The so called 'fermette-style' in my country, Belgium.
In Flanders you'll find thousands of these houses. They should reflect a rural past in a style which never existed. It's the wet dream of the cultur-barbarian middle class people here.


----------



## Mike____ (Mar 15, 2009)

^^ hmm I dont see whats so ugly about them ?


----------



## the spliff fairy (Oct 21, 2002)

ok you have been warned, 

The Sea Containers House in London - the worst of brutalism combined with the worst of tacky pomo add-ons.
Originally intended as a hotel turned into an office block.

I wish a meteorite would hit it:


----------



## The Cake On BBQ (May 10, 2010)

Benonie said:


> The so called 'fermette-style' in my country, Belgium.
> In Flanders you'll find thousands of these houses. They should reflect a rural past in a style which never existed. It's the wet dream of the cultur-barbarian middle class people here.

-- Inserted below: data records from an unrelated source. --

PR #224, opened 2024-11-04
Index bugfix and papercuts

evelikov:
While looking at how to make the index API properly handle error conditions, I noticed that we completely broke the API.

The first commit fixes that + reintroduces earlier proposal of mine. The initial counter argument had a good point but was a bit absolute (aka thinking of a extreme case, that isn't applicable to us).

The rest are bunch of paper cuts, that I've accumulated as part of the initial goal.

/cc @stoeckmann can you check the first commit? can I offer some :cookie: for adding an in-tree test?

Random notes:
 - there is only one external user (AFAICT) of the regressed API :sweat_smile: 
 - a "test-needed" label to tag PRs (merged or not) would be awesome
   - cannot create labels or I would have done it already :cry:  
 - `index_value::priority` is ignored when dumping... unlike the `depmod` equivalent
 - de-duplicating and dog-fooding the dumping API across libkmod and depmod
   - introduce new one and deprecate the old?

### DIFF
--- a/libkmod/libkmod-index.c
+++ b/libkmod/libkmod-index.c
@@ -613,7 +613,7 @@ struct index_mm_value {
 };
 
 struct index_mm_node {
-	struct index_mm *idx;
+	const struct index_mm *idx;
 	const char *prefix; /* mmap'ed value */
 	unsigned char first;
 	unsigned char last;
@@ -657,7 +657,8 @@ static inline void read_value_mm(const void **p, struct index_mm_value *v)
 }
 
 /* reads node into given node struct and returns its address on success or NULL on error. */
-static struct index_mm_node *index_mm_read_node(struct index_mm *idx, uint32_t offset,
+static struct index_mm_node *index_mm_read_node(const struct index_mm *idx,
+						uint32_t offset,
 						struct index_mm_node *node)
 {
 	const void *p;
@@ -797,7 +798,7 @@ void index_mm_close(struct index_mm *idx)
 	free(idx);
 }
 
-static struct index_mm_node *index_mm_readroot(struct index_mm *idx,
+static struct index_mm_node *index_mm_readroot(const struct index_mm *idx,
 					       struct index_mm_node *root)
 {
 	return index_mm_read_node(idx, idx->root_offset, root);
@@ -854,7 +855,7 @@ static void index_mm_dump_node(struct index_mm_node *node, struct strbuf *buf, i
 	strbuf_popchars(buf, pushed);
 }
 
-void index_mm_dump(struct index_mm *idx, int fd, bool alias_prefix)
+void index_mm_dump(const struct index_mm *idx, int fd, bool alias_prefix)
 {
 	struct index_mm_node nbuf, *root;
 	struct strbuf buf;
@@ -911,7 +912,7 @@ static char *index_mm_search_node(struct index_mm_node *node, const char *key)
  *
  * Returns the value of the first match
  */
-char *index_mm_search(struct index_mm *idx, const char *key)
+char *index_mm_search(const struct index_mm *idx, const char *key)
 {
 	// FIXME: return value by reference instead of strdup
 	struct index_mm_node nbuf, *root;
@@ -1035,7 +1036,7 @@ static void index_mm_searchwild_node(struct index_mm_node *node, struct strbuf *
  *
  * Returns a list of all the values of matching keys.
  */
-struct index_value *index_mm_searchwild(struct index_mm *idx, const char *key)
+struct index_value *index_mm_searchwild(const struct index_mm *idx, const char *key)
 {
 	struct index_mm_node nbuf, *root;
 	struct strbuf buf;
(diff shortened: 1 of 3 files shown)


libkmod/libkmod-index.c
```diff
@@ -401,7 +401,7 @@ void index_dump(struct index_file *in, int fd, const char *prefix)
 		return;
 
 	strbuf_init(&buf);
-	if (strbuf_pushchars(&buf, prefix))
+	if (prefix[0] = '\0' || strbuf_pushchars(&buf, prefix))
```
stoeckmann: If the API was "completely" broken, this breaks the other half. ;)

This effectively sets the prefix to '\0' instead of checking for it, i.e. `=` vs `==`.

Great work spotting this regression though!

libkmod/libkmod-index.c
```diff
@@ -866,7 +866,7 @@ void index_mm_dump(struct index_mm *idx, int fd, const char *prefix)
...
```
stoeckmann: And in the mm version as well.

libkmod/libkmod-index.c
```diff
@@ -451,7 +451,6 @@ static char *index_search__node(struct index_node_f *node, const char *key, int
  */
 char *index_search(struct index_file *in, const char *key)
 {
-	// FIXME: return value by reference instead of strdup
```
stoeckmann, line 454: I'd keep the comment. If @lucasdemarchi adds a strbuf backed by scratchbuf, then it might be possible to skip the strdup. After all the index_search function could trigger an allocation, while index_mm_search would initialize the scratch buffer with a pointer and proper size, so no free would be needed.

Haven't made any further progress in this, because it's one strdup per module insertion, too much exclusive scratchbuf-code to add for this and would duplicate future work.

libkmod/libkmod-index.c
```diff
@@ -913,9 +911,8 @@ static char *index_mm_search_node(struct index_mm_node *node, const char *key)
  *
  * Returns the value of the first match
  */
-char *index_mm_search(struct index_mm *idx, const char *key)
+char *index_mm_search(const struct index_mm *idx, const char *key)
 {
-	// FIXME: return value by reference instead of strdup
```
stoeckmann, line 918: Same as above. I would skip the commit.

libkmod/libkmod.c
```diff
@@ -444,6 +445,15 @@ static char *lookup_builtin_file(struct kmod_ctx *ctx, const char *name)
 	return line;
 }
 
+static bool lookup_builtin_file(struct kmod_ctx *ctx, const char *name)
+{
+	char *line = lookup_file(ctx, KMOD_INDEX_MODULES_BUILTIN, name);
+	bool found = line != NULL;
+
+	free(line);
+	return found;
```
stoeckmann, line 454: You can simplify this function by using `_cleanup_free_ char *line` and just `return line != NULL`.

libkmod/libkmod-index.c
evelikov: Yeah, seems like our dump coverage is worse than I thought.

libkmod/libkmod-index.c
evelikov: Sure, dropped.

libkmod/libkmod.c
evelikov: That was my initial plan although scan-build (aka clang analyse) does not properly handle `__attribute__((cleanup))` and flags it as memory leak.

I am aiming to get ^^ as part of the CI and this gets us a step closer.

stoeckmann: We have this construct already in code base, see: https://github.com/kmod-project/kmod/blob/master/libkmod/libkmod.c#L498

I don't like the idea to keep existing features in a more expressive way just to make an analyzer happy, since it must complain about the existing one already, too.

stoeckmann (changes requested):

libkmod/libkmod.c
evelikov: Yes, I'm aware that we have ~dozen instances in-tree. Pretty much all of those get flagged by clang-analyse.

Similar to the analysers and generally having wider compiler coverage - there is more value in biting the bullet "fixing" a few instances and keeping the tools happy IMHO.

Ideally clang will get fixed - if you want to give it a go, that would be deeply appreciated.

stoeckmann: So do you plan to remove the existing feature? Right now, it's a mix. Doesn't seem worthwhile for anyone.

lucasdemarchi: nack on removal

lucasdemarchi:
@stoeckmann  are you ok with this version?

stoeckmann:
> @stoeckmann are you ok with this version?

Won't stop merge process. I'd prefer `_cleanup_free_` but it's not like this is the only function which does it manually.

lucasdemarchi:
@stoeckmann agreed. I created #233  so we don't forget. Let's see what is the clang-analyzer situation with that. Applied, thanks.

evelikov:
We need tests for `kmod_dump_index` with all the different indexen.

That house is actually quite pretty.


----------



## isaidso (Mar 21, 2007)

shtoopid said:


>


Awesome! I love Habitat.


----------



## Concrete Stereo (May 21, 2005)

isaidso said:


> Awesome! I love Habitat.


yes. And its apartments are very expensive i heard.


----------



## MDguy (Dec 16, 2006)

Paper Ninja said:


> I also think modern row houses are pretty ugly, especially those that are a mash up of different shapes, colors and materials and over sized windows.
> 
> 
> 
> ...


Completely agreed! I despise this crap.

I will also never understand the appeal of this trendy style i seem to see more and more of, with the unorganized look they are shooting for.


----------



## Mike____ (Mar 15, 2009)

^^ I quit like that, but new york is not really the best location for that tower


----------



## Quall (Feb 15, 2006)

heh I love Habitat 67.


----------



## vareynick (Jul 6, 2010)

kyookumbah said:


> That's Habitat 67 in Montreal.
> 
> I agree that Brutalism is probably the ugliest style. However, I think it can be done right:
> http://upload.wikimedia.org/wikipedia/commons/d/d3/Robartslibrary.jpg
> ...



Brutalist architecture, especially here in the UK is a great example of something that is a product of its time, and therefore there is nothing ugly about it. It reflects a period in history when austerity measures limited the use of certain materials.

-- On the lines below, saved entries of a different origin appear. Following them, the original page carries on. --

PR #226, opened 2024-11-04
Sort the compiler flags, remove most of -Wno

evelikov:
Nothing too spectacular here ... Although the sorting does break the Pink Floyd meme ;-)

Seems like the Android folks have copied it literally - too subtle?


lucasdemarchi:
> Nothing too spectacular here ... Although the sorting does break the Pink Floyd meme ;-)

ok... I added a commit on top. It was hard to let it go: it was one of the first songs I learned to play on guitar.
But it's the right thing to do.

evelikov:
Ftr I don't mind keeping it and/or moving things a bit so it makes sense.

I even tried keeping it in meson, although meson complains loudly (with no way to silence) when we manually try to use `-Wall` :-(

lucasdemarchi:
ae54b2b5-df41-41ce-8d91-c7c58de1c8e5

PR #229, opened 2024-11-06
Fixup code coverage, add to CI

evelikov:
This PR starts off with a trivial annoyance fix the last day or so - removing the tests, use Ubuntu 24 for CodeQL.

Then an earlier commit of mine is reverted which broke the code coverage and finally a CI action is added. For the last piece a CodeCov account is needed + trivial setup for the `CODECOV_TOKEN`.

Edit: here is an illustrative link to the CodeCov web UI https://app.codecov.io/github/evelikov/kmod

### DIFF
--- a/.github/actions/setup-debian/action.yml
+++ b/.github/actions/setup-debian/action.yml
@@ -11,6 +11,8 @@ runs:
     - name: Install dependencies
       shell: bash
       run: |
+        export DEBIAN_FRONTEND=noninteractive
+        export TZ=Etc/UTC
         apt-get update
         apt-get install --yes \
           autoconf \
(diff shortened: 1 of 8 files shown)


evelikov:
If we find the PR notifications to be too much (say thee threshold is too low so new PRs are repeatedly flagged as low coverage), we can tweak them via the [codecov.yml file](https://docs.codecov.com/docs/codecovyml-reference).

evelikov:
As indicated the Ubuntu 22.04 is still semi-borked and I'm somewhat tempted to remove it. All other distros have one version/variant and the newer Ubuntu 24.04 seems stable - famous last words...

lucasdemarchi:
Added the same commit as in #229 here. Let's see if it passes now.

evelikov:
I think you meant #235 and yes it does. Thanks a bunch

lucasdemarchi:
Applied, thanks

For me personally, the ugliest forms of architecture are those that imitate past styles, in the hope of reproducing the quality. 

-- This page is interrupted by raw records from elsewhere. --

PR #233, opened 2024-11-07
libkmod: Simplify lookup_builtin_file()

lucasdemarchi:
Use cleanup attribute.

### DIFF
--- a/configure.ac
+++ b/configure.ac
@@ -279,6 +279,7 @@ CC_CHECK_FLAGS_APPEND(with_cflags, [CFLAGS], [\
 		       -Wmissing-noreturn \
 		       -Wmissing-prototypes \
 		       -Wnested-externs \
+		       -Wno-attributes=clang::suppress \
 		       -Wno-unused-parameter \
 		       -Wold-style-definition \
 		       -Wpointer-arith \
--- a/libkmod/libkmod-config.c
+++ b/libkmod/libkmod-config.c
@@ -241,7 +241,7 @@ static int kmod_config_add_blacklist(struct kmod_config *config, const char *mod
 
 	DBG(config->ctx, "modname=%s\n", modname);
 
-	p = strdup(modname);
+	_clang_suppress_alloc_ p = strdup(modname);
 	if (!p)
 		return -ENOMEM;
 
--- a/libkmod/libkmod-module.c
+++ b/libkmod/libkmod-module.c
@@ -828,7 +828,7 @@ static int module_do_install_commands(struct kmod_module *mod, const char *optio
 		size_t suffixlen = cmdlen - prefixlen - varlen;
 		size_t slen = cmdlen - varlen + options_len;
 		char *suffix = p + varlen;
-		char *s = malloc(slen + 1);
+		_clang_suppress_alloc_ char *s = malloc(slen + 1);
 		if (!s)
 			return -ENOMEM;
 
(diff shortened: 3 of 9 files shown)


evelikov:
Tl:Dr: `_cleanup_` coverage is at ~1%, with 1 instance added in ~450 patches since 2024/01/01 yet it contributes to 60% of false reports.

Longer version:
I guess we can step back and look at the bigger picture: how much do we use `_cleanup_` and does it outweigh the benefits of adding analyser like `scan-build` (aka clang analyze)?

 - looking around - we had 2 new instances over the last 1.5 years (both of those my me :stuck_out_tongue:) and third one back in 2018. In terms of count there are only 19 instances in the whole codebase, while they could easily be 10-20x as much.

- glance at recent~ish `scan-build` report shows 38 issues, 23 of which from our use of `_cleanup_` - the rest, at least in part, are genuine - writing to a `malloc(0)` block, passing `NULL to `_nonnull_` annotated API, etc

Objectively looking our `_cleanup_` use is at 1%, while it contributes ~60% of noise to a `scan-build` run. This doesn't seems worth it.

On the subjective side - it's sad and annoying to remove a _really_ cool feature. Personally, if `scan-build` properly supported the attribute, I would have used a lot more than in 2 out of 200+ patches. Alas that's not the case ...

Plus there is nothing blocking us from re-introducing it later on when scan-build gets wiser.

lucasdemarchi:
I'm still of the opinion of scan-build needs to get wiser or we need to convince it of a proper way to understand it. Because it seems they are already even checking for improper use of the cleanup attribute. How the heck they don't understand what the attribute does?

You are creating a chicken and egg situation: it doesn't get used more because of X and X doesn't improve because it's not used enough. When something is that dumb, I prefer to simply disable it and use something smarter to cover the same thing. We can simply disable the unix.Malloc check and rely on valgrind for that.

Another alternative: try to convince the analyzer to stop bothering us with those false positives

evelikov:
Fully agree that clang-analyze should get wiser - yet again I'm just the messenger here. The chicken and egg seems valid if clang devs see kmod (plus other users like systemd) as moderate-high interest/priority project. Hope I don't sound like a cold-hearted a** here - trying to be realistic.

Thanks for the `::suppress` trick - didn't knew it existed :bow: 

At a glance it seems that the allocation needs to be annotated, not the variable declaration. While moving the assignment/allocation on declaration works, we cannot reliably use it where we don't know the size early "enough" since we explicitly ban declaration after statements.

If we remove `-Wdeclaration-after-statement` (I'm in favour btw) this would help us move things as needed.

lucasdemarchi:
See the last commit with the fixup where I return it to where it was. The problem is, like I said, even with those it seems like the leak check in clang-analyzer is not smart enough and has other problems. To the point I think we'd be better off turning off that specific check.

evelikov:
Apologies - had the reply written on the day before and didn't refresh/check before posting :bow: 

Looking at the 23 mem leak reports we have:
 - attribute cleanup related 10
 - kmod_list ownership transfer 7
 - legitimate 6 - some of which in the tests

Suspect we could "fix" the kmod_list ones although it'll be alot of churn. Plus there is a 10+ year [old issue](https://github.com/llvm/llvm-project/issues/4260) about the cleanup attribute with limited activity.

So despite the legitimate catches, the noise is too much to have `unix.Malloc` enabled by default :sob:

evelikov (approved):
Thumbs up for reintroducing the `_cleanup_free_` instance. The clang/suppress patch can be deferred for a day when the false-positives are fewer.

lucasdemarchi:
Yeah, I think I will just check for running with clang_analyzer and remove the attribute check.

lucasdemarchi:
Applied, thanks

The power of architecture comes from its power and place in history. If we take that away, then they become nothing but an aesthetic statement. No truly great building is ever just style for its own sake, but a product of time, place and many other inputs. This is what makes good architecture great.


----------



## BearCave (Feb 2, 2007)

I hate Y-shaped public housing!!! :bash:


----------



## goschio (Dec 2, 2002)

dark_shadow1 said:


> http://en.wikipedia.org/wiki/Habitat_67
> 
> In my opinion, this is much worse:


What is the point of detached house if they are so close together that you can't enjoy your personal freedom. Epic fail of city planing IMO.


----------



## particlez (May 5, 2008)

habitat is pretty cool. the architect wanted to emulate mediterranean hill towns. every unit in habitat has a deck or a balcony. that's an amazing achievement for a high density precast development. habitat's downfall though was montreal's climate. the cold cold winters and all those exposed ceilings and floors cause the heating bills to go through the roof. if it were located in say los angeles (with a mild mediterranean climate), or some other mild cooling climate, habitat would make more sense.

brutalism gets a lot of hate here. we seem to dislike all those prefab condo blocks. yet these condo blocks were/are the most efficient way of housing people comfortably, and they allowed for density and its amenities, public transit access, etc. it's a cost/benefit compromise. ideally you'd want in-situ concrete and fine detailing. but labor is now expensive, and that type of architecture is reserved for the rich.


----------



## lilweezychronic (Nov 16, 2010)

design is pretty insane


----------



## JmB & Co. (Jan 5, 2008)

Messian, brutalist and racionalist architecture.


----------